One big problem with AI, especially if you’re new to programming or software development, is that you risk learning how to use AI, not how to solve problems.
There’s plenty of research showing that to truly learn something, you need to struggle with it first. That struggle matters. When you try to solve a problem you don’t yet understand, you’re forced to build mental models. When you later learn the correct solution, you retain it better and understand it more deeply.
AI removes that phase.
Instead of struggling with the problem, you learn how to ask the tool. While it feels productive, what you’re really optimizing for is prompting, not reasoning.
This will eventually bite you.
At some point:
- the bug is weird and context-specific
- the incident is happening at 2am
- the problem is new, messy, or outside the model’s comfort zone
When the AI doesn’t know what to do, you’re stuck. Not because the problem is unsolvable, but because you never learned how to solve problems. You learned how to use a tool.

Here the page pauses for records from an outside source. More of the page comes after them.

PR #106, opened 2021-03-12
DM-28555: Add verbosity to ApPipe and DiaPipe DB errors

morriscb:


python/lsst/ap/association/association.py
```diff
@@ -129,13 +129,36 @@ def run(self,
 
         diaObjects = diaObjects.append(matchResult.new_dia_objects,
                                        sort=True)
+        # if len(diaObjects) > 0:
+        #     dups = diaObjects.iloc[[0, -1]]
+        #     diaObjects = diaObjects.append(dups, sort=True)
```
isullivan, line 134: Delete this commented-out code.

python/lsst/ap/association/loadDiaCatalogs.py
```diff
@@ -97,11 +98,19 @@ def run(self, exposure, apdb):
               ``diaObjectId``, ``filterName``, ``diaSourceId`` columns.
               (`pandas.DataFrame`)
         """
+        visit_info = exposure.getInfo().getVisitInfo()
```
isullivan, line 101: Shouldn't this be `visitInfo`?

That doesn’t mean “don’t use AI”. It means use it correctly.
How to actually learn effectively with AI
Start with the problem. Alone.
No prompts. No autocomplete. Try to solve it yourself.
Yes, it’s slow.
Yes, it’s uncomfortable.
That discomfort is the point.
Write your own solution first, even if it’s wrong. Especially if it’s wrong. You’re not trying to be correct, you’re trying to think.

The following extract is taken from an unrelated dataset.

PR #108, opened 2021-04-05
DM-28961: DiaSource centroids outside of image causing crash in cuttout creation in PackageAlerts.

morriscb:


python/lsst/ap/association/packageAlerts.py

Only after that, bring in AI. But use it as:
- a reviewer, not an author
- a sparring partner, not a replacement
Ask things like:
- “Is my reasoning sound?”
- “What edge cases am I missing?”
- “What alternative approaches exist and what are the trade-offs?”
Use AI to:
- validate or challenge your thinking
- suggest different angles
- point you to blog posts, articles, books, and deeper resources
Then re-implement. Don’t just read. Apply.

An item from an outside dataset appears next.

PR #109, opened 2021-04-08
DM-29512: Investigate source centroids that fall off the image

morriscb:
Add analysis notebook.


mrawls (commented):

That’s how you actually learn and improve.
One more thing AI is bad at teaching you: judgment
AI is great at telling you that:
- everything is possible
- many approaches are valid
- lots of patterns are commonly used
And technically, that’s often true.
But one of the most important skills in software development is discernment.
Not “can I do this?”
But “is this a good solution for this problem, with these constraints, right now?”
AI is bad at telling you:
- when something is overkill
- when an abstraction will hurt later
- when a solution doesn’t fit your context
It tends to flatten everything into “sounds reasonable”.
Judgment comes from:
- trying bad solutions
- maintaining systems over time
- feeling the cost of wrong decisions
If you skip the struggle, you skip developing taste.
The bottom line
AI is a force multiplier for problem solvers.
It’s a crutch for people who never became one.
Struggle first.
Use AI to reflect, validate, and expand.
That’s how it makes you stronger, not fragile.